WEDNESDAY, Jan. 12, 2022 (HealthDay News) — The Omicron surge may have peaked in Britain and could be about to do the same in the United States, experts report.
That’s because the COVID-19 variant first detected in South Africa in mid-November is so contagious that the variant may already be running out of people to infect, the Associated Press reported.
In Britain, government data show that reported new COVID-19 cases fell to about 140,000 a day in the last week, compared with more than 200,000 daily cases earlier this month.

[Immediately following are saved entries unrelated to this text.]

PR #7332, opened 2021-09-06
3.x: Add module-info.java

### LINKED ISSUE #7240: 3.x Consider adding a full Java module descriptor

ZacSweers:
This uses basic Gradle APIs to configure an MR-Jar with a `module-info.java` file. Resolves #7240, continuation from #7241 but without the need for an extra plugin and works around the `bnd` issue (they lack support for this and seeing as the issue is 4 years old it's not clear that they ever will).

This uses Gradle toolchains for simpler control over compilations, allowing us to target Java 8 for the `main` java sources and use Java 11 (but targeting java 9) for the `module-info.java` file, then adding the compiled `module-info.class` to the final jar under the appropriate `META-INF/versions/9` path.

### DIFF
--- a/build.gradle
+++ b/build.gradle
@@ -49,12 +49,36 @@ dependencies {
 }
 
 java {
-    sourceCompatibility = JavaVersion.VERSION_1_8
-    targetCompatibility = JavaVersion.VERSION_1_8
+    toolchain {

Meanwhile, a University of Washington model suggests the number of daily reported cases in the United States will top out at 1.2 million by Jan. 19 and then fall sharply, “simply because everybody who could be infected will be infected,” Ali Mokdad, a professor of health metrics sciences at the university, told the AP.
“It’s going to come down as fast as it went up,” Mokdad added.
He even suggested that the actual number of daily infections in the United States — which includes people who’ve never been tested — may have already peaked at 6 million on Jan. 6.
Another team, from the University of Texas COVID-19 Modeling Consortium, predicts that reported cases in the U.S. will peak within the week, but there “are still a lot of people who will get infected as we descend the slope on the backside,” consortium director Lauren Ancel Meyers told the AP.
“At the end of this wave, far more people will have been infected by some variant of COVID,” Meyers added. “At some point, we’ll be able to draw a line — and Omicron may be that point — where we transition from what is a catastrophic global threat to something that’s a much more manageable disease.”
The modeling statistics have raised hopes that the U.K. and the United States are about to see what happened in South Africa, where in the span of about a month the wave crested at record highs and then plummeted, the AP reported.
“We are seeing a definite falling-off of cases in the U.K., but I’d like to see them fall much further before we know if what happened in South Africa will happen here,” Dr. Paul Hunter, a professor of medicine at Britain’s University of East Anglia, told the wire service. “There will probably be some ups and downs along the way, but I would hope that by Easter, we will be out of this.”